→ What you need to do:
Each line in the records that mentions the word "Enables" needs to be listed.

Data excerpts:
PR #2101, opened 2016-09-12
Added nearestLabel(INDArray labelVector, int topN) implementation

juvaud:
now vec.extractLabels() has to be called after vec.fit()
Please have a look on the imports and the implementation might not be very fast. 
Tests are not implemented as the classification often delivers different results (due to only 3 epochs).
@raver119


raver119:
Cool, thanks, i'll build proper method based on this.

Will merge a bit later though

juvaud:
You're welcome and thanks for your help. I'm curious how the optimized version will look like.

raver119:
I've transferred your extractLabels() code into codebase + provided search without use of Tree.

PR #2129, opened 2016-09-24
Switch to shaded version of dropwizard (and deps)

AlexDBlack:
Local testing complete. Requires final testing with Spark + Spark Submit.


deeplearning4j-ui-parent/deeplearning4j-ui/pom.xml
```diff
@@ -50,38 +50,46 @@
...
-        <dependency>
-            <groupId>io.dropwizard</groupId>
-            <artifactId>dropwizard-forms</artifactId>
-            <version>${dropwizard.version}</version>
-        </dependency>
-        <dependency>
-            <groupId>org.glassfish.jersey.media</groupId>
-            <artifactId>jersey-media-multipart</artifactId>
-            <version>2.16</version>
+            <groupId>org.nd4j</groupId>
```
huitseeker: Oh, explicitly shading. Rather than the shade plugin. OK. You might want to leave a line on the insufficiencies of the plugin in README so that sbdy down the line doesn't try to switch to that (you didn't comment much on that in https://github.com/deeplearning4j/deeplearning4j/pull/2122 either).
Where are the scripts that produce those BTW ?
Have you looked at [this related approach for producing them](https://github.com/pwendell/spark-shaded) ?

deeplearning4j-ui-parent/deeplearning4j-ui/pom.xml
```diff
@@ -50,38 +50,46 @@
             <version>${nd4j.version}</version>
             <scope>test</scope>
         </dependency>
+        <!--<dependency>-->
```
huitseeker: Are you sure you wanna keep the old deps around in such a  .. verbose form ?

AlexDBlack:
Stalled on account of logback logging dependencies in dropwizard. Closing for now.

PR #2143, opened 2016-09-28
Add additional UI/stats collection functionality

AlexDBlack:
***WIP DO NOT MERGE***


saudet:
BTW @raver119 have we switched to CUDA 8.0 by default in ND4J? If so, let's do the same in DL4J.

* * *

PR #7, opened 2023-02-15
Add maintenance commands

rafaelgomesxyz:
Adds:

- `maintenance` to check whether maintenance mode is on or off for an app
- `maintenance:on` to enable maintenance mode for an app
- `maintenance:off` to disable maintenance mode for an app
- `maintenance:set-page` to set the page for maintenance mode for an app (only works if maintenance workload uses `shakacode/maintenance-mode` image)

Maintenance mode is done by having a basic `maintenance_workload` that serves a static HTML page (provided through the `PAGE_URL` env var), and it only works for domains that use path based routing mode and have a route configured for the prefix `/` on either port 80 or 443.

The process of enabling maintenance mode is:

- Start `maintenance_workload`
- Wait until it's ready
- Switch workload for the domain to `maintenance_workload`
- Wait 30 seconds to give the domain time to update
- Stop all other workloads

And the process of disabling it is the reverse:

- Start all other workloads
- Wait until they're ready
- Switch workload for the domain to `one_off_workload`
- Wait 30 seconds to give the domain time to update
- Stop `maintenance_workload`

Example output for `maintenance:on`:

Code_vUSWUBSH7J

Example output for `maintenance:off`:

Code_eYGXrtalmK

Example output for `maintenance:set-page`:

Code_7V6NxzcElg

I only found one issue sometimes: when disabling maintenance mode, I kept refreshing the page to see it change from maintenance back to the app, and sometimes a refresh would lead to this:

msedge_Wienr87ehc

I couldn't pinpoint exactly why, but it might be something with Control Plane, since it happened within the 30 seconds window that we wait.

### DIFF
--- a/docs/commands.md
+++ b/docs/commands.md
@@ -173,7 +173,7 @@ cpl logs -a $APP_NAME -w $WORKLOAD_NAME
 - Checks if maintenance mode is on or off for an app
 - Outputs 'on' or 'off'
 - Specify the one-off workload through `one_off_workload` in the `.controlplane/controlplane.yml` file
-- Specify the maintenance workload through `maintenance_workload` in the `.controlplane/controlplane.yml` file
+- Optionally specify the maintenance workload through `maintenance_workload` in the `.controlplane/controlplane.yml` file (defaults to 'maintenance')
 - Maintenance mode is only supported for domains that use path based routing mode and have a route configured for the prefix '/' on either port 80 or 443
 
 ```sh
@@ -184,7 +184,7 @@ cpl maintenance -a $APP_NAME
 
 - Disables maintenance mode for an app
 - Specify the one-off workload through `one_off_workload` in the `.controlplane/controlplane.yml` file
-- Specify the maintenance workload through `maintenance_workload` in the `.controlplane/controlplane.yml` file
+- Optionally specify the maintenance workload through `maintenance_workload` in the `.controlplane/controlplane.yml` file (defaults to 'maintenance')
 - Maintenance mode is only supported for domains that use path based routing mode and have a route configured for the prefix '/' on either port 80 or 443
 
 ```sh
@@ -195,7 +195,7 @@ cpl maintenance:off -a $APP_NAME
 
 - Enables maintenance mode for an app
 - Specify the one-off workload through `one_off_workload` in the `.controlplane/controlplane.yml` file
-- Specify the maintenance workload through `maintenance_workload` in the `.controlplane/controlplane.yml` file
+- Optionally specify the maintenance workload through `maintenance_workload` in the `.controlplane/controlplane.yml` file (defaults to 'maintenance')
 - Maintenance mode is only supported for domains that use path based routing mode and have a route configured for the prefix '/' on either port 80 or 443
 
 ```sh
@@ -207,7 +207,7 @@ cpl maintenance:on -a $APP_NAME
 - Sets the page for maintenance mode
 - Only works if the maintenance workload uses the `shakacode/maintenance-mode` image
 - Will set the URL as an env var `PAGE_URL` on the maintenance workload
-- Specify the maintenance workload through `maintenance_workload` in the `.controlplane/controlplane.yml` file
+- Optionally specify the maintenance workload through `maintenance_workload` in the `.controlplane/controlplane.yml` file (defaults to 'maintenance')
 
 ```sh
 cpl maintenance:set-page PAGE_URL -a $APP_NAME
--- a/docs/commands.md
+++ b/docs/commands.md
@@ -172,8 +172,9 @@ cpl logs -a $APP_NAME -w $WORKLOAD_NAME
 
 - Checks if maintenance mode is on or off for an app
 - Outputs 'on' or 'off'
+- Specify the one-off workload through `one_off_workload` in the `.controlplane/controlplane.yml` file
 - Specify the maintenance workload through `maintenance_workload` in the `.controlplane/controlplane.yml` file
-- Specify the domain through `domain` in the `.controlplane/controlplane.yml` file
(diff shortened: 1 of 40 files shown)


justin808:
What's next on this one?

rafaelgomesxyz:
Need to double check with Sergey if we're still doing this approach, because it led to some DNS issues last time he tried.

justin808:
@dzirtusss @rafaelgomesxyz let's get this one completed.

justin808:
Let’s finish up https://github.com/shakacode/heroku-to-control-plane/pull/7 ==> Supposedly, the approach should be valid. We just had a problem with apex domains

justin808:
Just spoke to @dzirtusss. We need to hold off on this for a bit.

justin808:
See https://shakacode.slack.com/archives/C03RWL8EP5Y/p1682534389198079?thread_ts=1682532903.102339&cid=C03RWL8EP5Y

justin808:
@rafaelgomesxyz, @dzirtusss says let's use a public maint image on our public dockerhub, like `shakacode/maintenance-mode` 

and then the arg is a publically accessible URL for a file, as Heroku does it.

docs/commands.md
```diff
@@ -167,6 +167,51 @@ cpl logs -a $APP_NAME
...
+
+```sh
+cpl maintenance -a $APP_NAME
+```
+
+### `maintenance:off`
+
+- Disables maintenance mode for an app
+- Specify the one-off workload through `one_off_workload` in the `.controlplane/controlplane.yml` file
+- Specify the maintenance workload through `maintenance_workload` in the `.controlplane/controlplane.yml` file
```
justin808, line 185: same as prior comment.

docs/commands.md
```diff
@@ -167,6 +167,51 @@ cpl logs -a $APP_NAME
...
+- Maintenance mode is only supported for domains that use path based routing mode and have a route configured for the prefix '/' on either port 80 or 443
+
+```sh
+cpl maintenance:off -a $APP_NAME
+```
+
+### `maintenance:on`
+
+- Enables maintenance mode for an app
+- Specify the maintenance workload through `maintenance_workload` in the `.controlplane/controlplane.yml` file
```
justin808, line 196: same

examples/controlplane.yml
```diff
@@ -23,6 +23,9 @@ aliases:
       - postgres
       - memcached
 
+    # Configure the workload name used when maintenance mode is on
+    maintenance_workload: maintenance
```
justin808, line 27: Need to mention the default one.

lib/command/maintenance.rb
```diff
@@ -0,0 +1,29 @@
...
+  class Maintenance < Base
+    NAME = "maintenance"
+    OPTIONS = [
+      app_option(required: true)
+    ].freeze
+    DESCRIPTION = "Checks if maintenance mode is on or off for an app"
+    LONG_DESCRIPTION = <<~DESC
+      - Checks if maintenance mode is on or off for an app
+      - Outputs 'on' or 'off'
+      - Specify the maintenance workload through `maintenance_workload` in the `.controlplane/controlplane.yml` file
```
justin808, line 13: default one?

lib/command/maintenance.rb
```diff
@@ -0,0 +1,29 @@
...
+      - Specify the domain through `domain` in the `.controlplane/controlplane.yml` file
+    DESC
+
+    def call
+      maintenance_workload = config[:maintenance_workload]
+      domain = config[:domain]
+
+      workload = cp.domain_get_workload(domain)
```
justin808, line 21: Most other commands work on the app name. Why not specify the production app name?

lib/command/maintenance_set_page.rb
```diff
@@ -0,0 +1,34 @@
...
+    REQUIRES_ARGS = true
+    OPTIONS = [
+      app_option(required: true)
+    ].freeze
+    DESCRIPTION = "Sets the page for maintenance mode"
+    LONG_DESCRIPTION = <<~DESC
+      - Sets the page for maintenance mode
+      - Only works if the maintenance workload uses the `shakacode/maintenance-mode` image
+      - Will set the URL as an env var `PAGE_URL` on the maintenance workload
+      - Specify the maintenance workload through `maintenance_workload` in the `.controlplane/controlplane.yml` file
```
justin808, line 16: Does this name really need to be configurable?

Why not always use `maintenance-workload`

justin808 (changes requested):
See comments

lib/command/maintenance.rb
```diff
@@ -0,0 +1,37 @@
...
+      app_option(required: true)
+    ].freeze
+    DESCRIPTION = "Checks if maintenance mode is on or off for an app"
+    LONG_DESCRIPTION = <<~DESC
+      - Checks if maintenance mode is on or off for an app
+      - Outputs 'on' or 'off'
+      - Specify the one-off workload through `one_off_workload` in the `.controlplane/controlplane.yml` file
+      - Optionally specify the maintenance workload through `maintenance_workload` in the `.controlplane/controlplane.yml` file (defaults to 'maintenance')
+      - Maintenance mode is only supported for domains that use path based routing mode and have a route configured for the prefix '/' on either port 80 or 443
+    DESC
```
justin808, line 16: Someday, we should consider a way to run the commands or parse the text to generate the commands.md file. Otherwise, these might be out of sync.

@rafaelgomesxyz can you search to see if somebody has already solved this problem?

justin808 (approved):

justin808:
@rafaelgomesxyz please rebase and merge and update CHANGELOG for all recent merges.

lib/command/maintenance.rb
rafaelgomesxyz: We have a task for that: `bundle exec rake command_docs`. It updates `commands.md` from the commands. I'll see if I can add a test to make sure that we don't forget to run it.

→ The completed task:
 - Enables maintenance mode for an app
+- Enables maintenance mode for an app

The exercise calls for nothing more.